(Saved entries)
-------

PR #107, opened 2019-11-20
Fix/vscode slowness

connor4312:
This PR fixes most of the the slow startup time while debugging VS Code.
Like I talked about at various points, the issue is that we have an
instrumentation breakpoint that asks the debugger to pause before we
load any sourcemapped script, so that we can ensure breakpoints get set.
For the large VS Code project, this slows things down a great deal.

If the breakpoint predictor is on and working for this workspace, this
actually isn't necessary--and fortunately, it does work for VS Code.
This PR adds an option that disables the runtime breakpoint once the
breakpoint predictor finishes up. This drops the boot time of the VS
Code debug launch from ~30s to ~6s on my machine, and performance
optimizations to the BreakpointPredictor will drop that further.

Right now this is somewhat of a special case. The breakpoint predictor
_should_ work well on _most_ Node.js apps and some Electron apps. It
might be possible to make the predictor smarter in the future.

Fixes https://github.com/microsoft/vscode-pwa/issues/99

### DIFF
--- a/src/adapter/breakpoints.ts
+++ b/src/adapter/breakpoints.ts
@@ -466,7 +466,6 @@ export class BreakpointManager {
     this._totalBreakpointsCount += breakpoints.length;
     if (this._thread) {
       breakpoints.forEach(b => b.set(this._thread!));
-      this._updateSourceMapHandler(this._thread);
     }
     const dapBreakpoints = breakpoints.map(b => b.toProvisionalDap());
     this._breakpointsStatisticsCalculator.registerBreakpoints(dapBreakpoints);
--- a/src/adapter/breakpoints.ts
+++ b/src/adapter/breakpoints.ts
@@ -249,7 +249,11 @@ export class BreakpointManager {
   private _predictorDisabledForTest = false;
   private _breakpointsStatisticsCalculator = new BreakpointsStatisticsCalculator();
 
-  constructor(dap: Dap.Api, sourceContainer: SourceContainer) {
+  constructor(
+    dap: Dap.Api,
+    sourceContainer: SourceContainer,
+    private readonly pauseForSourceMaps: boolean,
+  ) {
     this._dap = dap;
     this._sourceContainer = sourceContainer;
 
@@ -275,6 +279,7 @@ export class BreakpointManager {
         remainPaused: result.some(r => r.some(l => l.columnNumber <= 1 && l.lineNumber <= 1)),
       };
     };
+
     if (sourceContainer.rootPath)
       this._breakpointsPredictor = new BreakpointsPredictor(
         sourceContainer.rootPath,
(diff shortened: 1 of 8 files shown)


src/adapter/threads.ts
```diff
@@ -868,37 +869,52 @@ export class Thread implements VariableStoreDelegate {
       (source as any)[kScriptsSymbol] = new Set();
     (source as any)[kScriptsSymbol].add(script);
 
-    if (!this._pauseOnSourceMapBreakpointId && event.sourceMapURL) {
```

-------

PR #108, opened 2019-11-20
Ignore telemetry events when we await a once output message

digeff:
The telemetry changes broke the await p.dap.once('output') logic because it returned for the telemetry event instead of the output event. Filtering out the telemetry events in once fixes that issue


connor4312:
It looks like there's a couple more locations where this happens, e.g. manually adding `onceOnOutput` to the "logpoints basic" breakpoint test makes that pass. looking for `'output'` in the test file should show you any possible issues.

-------

#### [Work required]
Every line above from the line with "PR #107, opened 2019-11-20" to the line with "-275,6 +279,7 @@" is wanted, ends included; write them out exactly and add no other line.

#### [Solution for this task]
PR #107, opened 2019-11-20
Fix/vscode slowness

connor4312:
This PR fixes most of the the slow startup time while debugging VS Code.
Like I talked about at various points, the issue is that we have an
instrumentation breakpoint that asks the debugger to pause before we
load any sourcemapped script, so that we can ensure breakpoints get set.
For the large VS Code project, this slows things down a great deal.

If the breakpoint predictor is on and working for this workspace, this
actually isn't necessary--and fortunately, it does work for VS Code.
This PR adds an option that disables the runtime breakpoint once the
breakpoint predictor finishes up. This drops the boot time of the VS
Code debug launch from ~30s to ~6s on my machine, and performance
optimizations to the BreakpointPredictor will drop that further.

Right now this is somewhat of a special case. The breakpoint predictor
_should_ work well on _most_ Node.js apps and some Electron apps. It
might be possible to make the predictor smarter in the future.

Fixes https://github.com/microsoft/vscode-pwa/issues/99

### DIFF
--- a/src/adapter/breakpoints.ts
+++ b/src/adapter/breakpoints.ts
@@ -466,7 +466,6 @@ export class BreakpointManager {
     this._totalBreakpointsCount += breakpoints.length;
     if (this._thread) {
       breakpoints.forEach(b => b.set(this._thread!));
-      this._updateSourceMapHandler(this._thread);
     }
     const dapBreakpoints = breakpoints.map(b => b.toProvisionalDap());
     this._breakpointsStatisticsCalculator.registerBreakpoints(dapBreakpoints);
--- a/src/adapter/breakpoints.ts
+++ b/src/adapter/breakpoints.ts
@@ -249,7 +249,11 @@ export class BreakpointManager {
   private _predictorDisabledForTest = false;
   private _breakpointsStatisticsCalculator = new BreakpointsStatisticsCalculator();
 
-  constructor(dap: Dap.Api, sourceContainer: SourceContainer) {
+  constructor(
+    dap: Dap.Api,
+    sourceContainer: SourceContainer,
+    private readonly pauseForSourceMaps: boolean,
+  ) {
     this._dap = dap;
     this._sourceContainer = sourceContainer;
 
@@ -275,6 +279,7 @@ export class BreakpointManager {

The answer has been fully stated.